Work to be completed: Write each line again exactly as it is, from the opening line of the records below through the one containing "https://github.com/googleapis/python-spanner/pull/399 is merged.", and add nothing.

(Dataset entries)
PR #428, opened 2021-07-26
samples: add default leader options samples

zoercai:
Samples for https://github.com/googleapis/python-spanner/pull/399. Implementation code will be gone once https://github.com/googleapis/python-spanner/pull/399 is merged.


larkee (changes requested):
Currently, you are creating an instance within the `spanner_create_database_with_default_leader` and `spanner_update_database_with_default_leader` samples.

Solved problem:
PR #428, opened 2021-07-26
samples: add default leader options samples

zoercai:
Samples for https://github.com/googleapis/python-spanner/pull/399. Implementation code will be gone once https://github.com/googleapis/python-spanner/pull/399 is merged.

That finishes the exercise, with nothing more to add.